EXERCISE BRIEF: A faithful, complete copy of the records is required.

----- GIVEN RECORDS

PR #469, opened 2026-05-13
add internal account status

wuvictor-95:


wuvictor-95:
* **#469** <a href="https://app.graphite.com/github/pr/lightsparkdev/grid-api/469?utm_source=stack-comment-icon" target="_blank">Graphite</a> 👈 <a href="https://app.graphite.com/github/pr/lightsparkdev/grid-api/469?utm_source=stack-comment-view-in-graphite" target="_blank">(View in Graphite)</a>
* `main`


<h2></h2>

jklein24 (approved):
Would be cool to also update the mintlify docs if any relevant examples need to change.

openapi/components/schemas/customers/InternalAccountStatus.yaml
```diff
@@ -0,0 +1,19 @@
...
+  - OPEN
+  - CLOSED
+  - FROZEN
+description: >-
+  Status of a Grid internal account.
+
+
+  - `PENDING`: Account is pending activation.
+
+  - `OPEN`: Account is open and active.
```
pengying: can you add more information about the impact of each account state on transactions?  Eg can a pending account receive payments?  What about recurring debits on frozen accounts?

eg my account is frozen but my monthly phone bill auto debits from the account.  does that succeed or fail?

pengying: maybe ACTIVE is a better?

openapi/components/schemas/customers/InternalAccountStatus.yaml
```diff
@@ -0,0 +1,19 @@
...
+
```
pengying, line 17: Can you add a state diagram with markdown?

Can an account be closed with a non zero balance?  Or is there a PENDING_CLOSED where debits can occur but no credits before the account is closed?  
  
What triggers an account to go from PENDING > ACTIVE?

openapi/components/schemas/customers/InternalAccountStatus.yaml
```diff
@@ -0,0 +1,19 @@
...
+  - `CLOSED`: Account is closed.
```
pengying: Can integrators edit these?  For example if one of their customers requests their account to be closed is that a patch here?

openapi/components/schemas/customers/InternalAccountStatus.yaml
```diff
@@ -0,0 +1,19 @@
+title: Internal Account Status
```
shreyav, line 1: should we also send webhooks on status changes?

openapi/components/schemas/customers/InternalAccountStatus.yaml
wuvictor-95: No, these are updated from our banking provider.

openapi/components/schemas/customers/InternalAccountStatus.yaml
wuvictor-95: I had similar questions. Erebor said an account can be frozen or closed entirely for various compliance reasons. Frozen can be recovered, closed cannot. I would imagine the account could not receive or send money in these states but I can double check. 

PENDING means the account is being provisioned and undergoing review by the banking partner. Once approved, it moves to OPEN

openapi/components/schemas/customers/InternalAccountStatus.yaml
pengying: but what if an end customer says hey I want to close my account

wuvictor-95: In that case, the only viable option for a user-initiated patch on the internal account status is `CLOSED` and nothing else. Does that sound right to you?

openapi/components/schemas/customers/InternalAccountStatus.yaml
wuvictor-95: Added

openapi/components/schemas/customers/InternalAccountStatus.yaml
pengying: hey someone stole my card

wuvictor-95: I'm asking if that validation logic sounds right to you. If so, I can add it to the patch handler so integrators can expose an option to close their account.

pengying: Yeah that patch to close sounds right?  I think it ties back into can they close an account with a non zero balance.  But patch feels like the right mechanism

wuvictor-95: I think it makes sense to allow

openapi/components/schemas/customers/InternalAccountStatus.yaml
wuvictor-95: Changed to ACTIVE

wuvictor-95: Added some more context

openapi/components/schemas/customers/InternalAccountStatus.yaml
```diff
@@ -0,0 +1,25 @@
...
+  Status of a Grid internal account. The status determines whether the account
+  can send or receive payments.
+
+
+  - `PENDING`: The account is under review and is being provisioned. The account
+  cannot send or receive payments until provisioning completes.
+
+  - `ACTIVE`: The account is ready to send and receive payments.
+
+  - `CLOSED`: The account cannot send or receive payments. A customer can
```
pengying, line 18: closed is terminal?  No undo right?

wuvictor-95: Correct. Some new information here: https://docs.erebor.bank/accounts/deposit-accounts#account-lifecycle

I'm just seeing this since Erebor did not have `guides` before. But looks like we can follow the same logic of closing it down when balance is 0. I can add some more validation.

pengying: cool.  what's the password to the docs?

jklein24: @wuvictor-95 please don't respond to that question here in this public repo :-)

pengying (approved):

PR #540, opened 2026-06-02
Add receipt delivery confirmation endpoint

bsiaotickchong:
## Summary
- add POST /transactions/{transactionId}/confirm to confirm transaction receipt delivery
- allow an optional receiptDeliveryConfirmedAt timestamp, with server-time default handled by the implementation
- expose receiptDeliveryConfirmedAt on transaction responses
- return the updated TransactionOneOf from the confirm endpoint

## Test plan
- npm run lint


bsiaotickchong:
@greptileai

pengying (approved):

----------

SOLUTION FOR THIS PROBLEM:
PR #469, opened 2026-05-13
add internal account status

wuvictor-95:


wuvictor-95:
* **#469** <a href="https://app.graphite.com/github/pr/lightsparkdev/grid-api/469?utm_source=stack-comment-icon" target="_blank">Graphite</a> 👈 <a href="https://app.graphite.com/github/pr/lightsparkdev/grid-api/469?utm_source=stack-comment-view-in-graphite" target="_blank">(View in Graphite)</a>
* `main`


<h2></h2>

jklein24 (approved):
Would be cool to also update the mintlify docs if any relevant examples need to change.

openapi/components/schemas/customers/InternalAccountStatus.yaml
```diff
@@ -0,0 +1,19 @@
...
+  - OPEN
+  - CLOSED
+  - FROZEN
+description: >-
+  Status of a Grid internal account.
+
+
+  - `PENDING`: Account is pending activation.
+
+  - `OPEN`: Account is open and active.
```
pengying: can you add more information about the impact of each account state on transactions?  Eg can a pending account receive payments?  What about recurring debits on frozen accounts?

eg my account is frozen but my monthly phone bill auto debits from the account.  does that succeed or fail?

pengying: maybe ACTIVE is a better?

openapi/components/schemas/customers/InternalAccountStatus.yaml
```diff
@@ -0,0 +1,19 @@
...
+
```
pengying, line 17: Can you add a state diagram with markdown?

Can an account be closed with a non zero balance?  Or is there a PENDING_CLOSED where debits can occur but no credits before the account is closed?  
  
What triggers an account to go from PENDING > ACTIVE?

openapi/components/schemas/customers/InternalAccountStatus.yaml
```diff
@@ -0,0 +1,19 @@
...
+  - `CLOSED`: Account is closed.
```
pengying: Can integrators edit these?  For example if one of their customers requests their account to be closed is that a patch here?

openapi/components/schemas/customers/InternalAccountStatus.yaml
```diff
@@ -0,0 +1,19 @@
+title: Internal Account Status
```
shreyav, line 1: should we also send webhooks on status changes?

openapi/components/schemas/customers/InternalAccountStatus.yaml
wuvictor-95: No, these are updated from our banking provider.

openapi/components/schemas/customers/InternalAccountStatus.yaml
wuvictor-95: I had similar questions. Erebor said an account can be frozen or closed entirely for various compliance reasons. Frozen can be recovered, closed cannot. I would imagine the account could not receive or send money in these states but I can double check. 

PENDING means the account is being provisioned and undergoing review by the banking partner. Once approved, it moves to OPEN

openapi/components/schemas/customers/InternalAccountStatus.yaml
pengying: but what if an end customer says hey I want to close my account

wuvictor-95: In that case, the only viable option for a user-initiated patch on the internal account status is `CLOSED` and nothing else. Does that sound right to you?

openapi/components/schemas/customers/InternalAccountStatus.yaml
wuvictor-95: Added

openapi/components/schemas/customers/InternalAccountStatus.yaml
pengying: hey someone stole my card

wuvictor-95: I'm asking if that validation logic sounds right to you. If so, I can add it to the patch handler so integrators can expose an option to close their account.

pengying: Yeah that patch to close sounds right?  I think it ties back into can they close an account with a non zero balance.  But patch feels like the right mechanism

wuvictor-95: I think it makes sense to allow

openapi/components/schemas/customers/InternalAccountStatus.yaml
wuvictor-95: Changed to ACTIVE

wuvictor-95: Added some more context

openapi/components/schemas/customers/InternalAccountStatus.yaml
```diff
@@ -0,0 +1,25 @@
...
+  Status of a Grid internal account. The status determines whether the account
+  can send or receive payments.
+
+
+  - `PENDING`: The account is under review and is being provisioned. The account
+  cannot send or receive payments until provisioning completes.
+
+  - `ACTIVE`: The account is ready to send and receive payments.
+
+  - `CLOSED`: The account cannot send or receive payments. A customer can
```
pengying, line 18: closed is terminal?  No undo right?

wuvictor-95: Correct. Some new information here: https://docs.erebor.bank/accounts/deposit-accounts#account-lifecycle

I'm just seeing this since Erebor did not have `guides` before. But looks like we can follow the same logic of closing it down when balance is 0. I can add some more validation.

pengying: cool.  what's the password to the docs?

jklein24: @wuvictor-95 please don't respond to that question here in this public repo :-)

pengying (approved):

PR #540, opened 2026-06-02
Add receipt delivery confirmation endpoint

bsiaotickchong:
## Summary
- add POST /transactions/{transactionId}/confirm to confirm transaction receipt delivery
- allow an optional receiptDeliveryConfirmedAt timestamp, with server-time default handled by the implementation
- expose receiptDeliveryConfirmedAt on transaction responses
- return the updated TransactionOneOf from the confirm endpoint

## Test plan
- npm run lint


bsiaotickchong:
@greptileai

pengying (approved):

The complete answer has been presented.